**Action item:** All entries, exactly as written, should be output again.

Stored data:
PR #813, opened 2019-04-17
Finance: fix token fallbacks and error handling

sohkai:
Fixes https://github.com/aragon/aragon/issues/734.

With https://github.com/aragon/aragon.js/pull/277 we now get the actual errors back from the RPC when a call goes wrong (e.g. naive `token.symbol()` on DAI) and we need to handle these explicitly.

This PR converts a lot of the token fallback-related bits into simpler Promise-based code and adds explicit handlers for their error cases.

### DIFF
--- a/apps/finance/app/src/components/NewTransfer/Deposit.js
+++ b/apps/finance/app/src/components/NewTransfer/Deposit.js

**Output:**
PR #813, opened 2019-04-17
Finance: fix token fallbacks and error handling

sohkai:
Fixes https://github.com/aragon/aragon/issues/734.

With https://github.com/aragon/aragon.js/pull/277 we now get the actual errors back from the RPC when a call goes wrong (e.g. naive `token.symbol()` on DAI) and we need to handle these explicitly.

This PR converts a lot of the token fallback-related bits into simpler Promise-based code and adds explicit handlers for their error cases.

### DIFF
--- a/apps/finance/app/src/components/NewTransfer/Deposit.js
+++ b/apps/finance/app/src/components/NewTransfer/Deposit.js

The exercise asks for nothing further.